PR #1110, opened 2024-04-02
Add `startup.lua` module with `startup.ensure()`, `startup.wait()` functions.

nat-goodspeed:
This lets a calling script verify that it's running at the right point in the
viewer's life cycle. A script that wants to interact with the SL agent
wouldn't work if run from the viewer's command line -- unless it calls
`startup.wait("STATE_STARTED")`, which pauses until login is complete.

Modify `test_luafloater_demo.lua` and `test_luafloater_gesture_list.lua` to find
their respective floater XUI files in the same directory as themselves.
Make them both capture the `reqid` returned by the `"showLuaFloater"`operation,
and filter for events bearing the same `reqid`. This paves the way for a given
script to display more than one floater concurrently.

Make `test_luafloater_demo.lua` (which does not require in-world resources) wait
until `'STATE_LOGIN_WAIT'`, the point at which the viewer has presented the
login screen.

Make `test_luafloater_gesture_list.lua` (which interacts with the agent) wait
until `'STATE_STARTED'`, the point at which the viewer is fully in world.

Either or both can now be launched from the viewer's command line.

### DIFF
--- a/indra/llcommon/llleaplistener.cpp
+++ b/indra/llcommon/llleaplistener.cpp
@@ -70,46 +70,46 @@ LLLeapListener::LLLeapListener(const std::string_view& caller, const Callback& c
 {
     LLSD need_name(LLSDMap("name", LLSD()));
     add("newpump",
-        "Instantiate a new LLEventPump named like [\"name\"] and listen to it.\n"
-        "[\"type\"] == \"LLEventStream\", \"LLEventMailDrop\" et al.\n"
-        "Events sent through new LLEventPump will be decorated with [\"pump\"]=name.\n"
-        "Returns actual name in [\"name\"] (may be different if collision).",
+R"-(Instantiate a new LLEventPump named like ["name"] and listen to it.
+["type"] == "LLEventStream", "LLEventMailDrop" et al.
+Events sent through new LLEventPump will be decorated with ["pump"]=name.
+Returns actual name in ["name"] (may be different if collision).)-",
         &LLLeapListener::newpump,
         need_name);
     LLSD need_source_listener(LLSDMap("source", LLSD())("listener", LLSD()));
     add("listen",
-        "Listen to an existing LLEventPump named [\"source\"], with listener name\n"
-        "[\"listener\"].\n"
-        "If [\"tweak\"] is specified as true, tweak listener name for uniqueness.\n"
-        "By default, send events on [\"source\"] to the plugin, decorated\n"
-        "with [\"pump\"]=[\"source\"].\n"
-        "If [\"dest\"] specified, send undecorated events on [\"source\"] to the\n"
-        "LLEventPump named [\"dest\"].\n"
-        "Returns [\"status\"] boolean indicating whether the connection was made,\n"
-        "plus [\"listener\"] reporting (possibly tweaked) listener name.",
+R"-(Listen to an existing LLEventPump named ["source"], with listener name
+["listener"].
+If ["tweak"] is specified as true, tweak listener name for uniqueness.
+By default, send events on ["source"] to the plugin, decorated
+with ["pump"]=["source"].
+If ["dest"] specified, send undecorated events on ["source"] to the
+LLEventPump named ["dest"].
+Returns ["status"] boolean indicating whether the connection was made,
+plus ["listener"] reporting (possibly tweaked) listener name.)-",
         &LLLeapListener::listen,
         need_source_listener);
     add("stoplistening",
-        "Disconnect a connection previously established by \"listen\".\n"
-        "Pass same [\"source\"] and [\"listener\"] arguments.\n"
-        "Returns [\"status\"] boolean indicating whether such a listener existed.",
+R"-(Disconnect a connection previously established by "listen".
+Pass same ["source"] and ["listener"] arguments.
+Returns ["status"] boolean indicating whether such a listener existed.)-",
         &LLLeapListener::stoplistening,
         need_source_listener);
     add("ping",
-        "No arguments, just a round-trip sanity check.",
+"No arguments, just a round-trip sanity check.",
         &LLLeapListener::ping);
========
Exercise requirements
In your reply, restate exactly the lines from the start of the records above through the line holding "the agent) wait", including both, and nothing else.

Exercise output
PR #1110, opened 2024-04-02
Add `startup.lua` module with `startup.ensure()`, `startup.wait()` functions.

nat-goodspeed:
This lets a calling script verify that it's running at the right point in the
viewer's life cycle. A script that wants to interact with the SL agent
wouldn't work if run from the viewer's command line -- unless it calls
`startup.wait("STATE_STARTED")`, which pauses until login is complete.

Modify `test_luafloater_demo.lua` and `test_luafloater_gesture_list.lua` to find
their respective floater XUI files in the same directory as themselves.
Make them both capture the `reqid` returned by the `"showLuaFloater"`operation,
and filter for events bearing the same `reqid`. This paves the way for a given
script to display more than one floater concurrently.

Make `test_luafloater_demo.lua` (which does not require in-world resources) wait
until `'STATE_LOGIN_WAIT'`, the point at which the viewer has presented the
login screen.

Make `test_luafloater_gesture_list.lua` (which interacts with the agent) wait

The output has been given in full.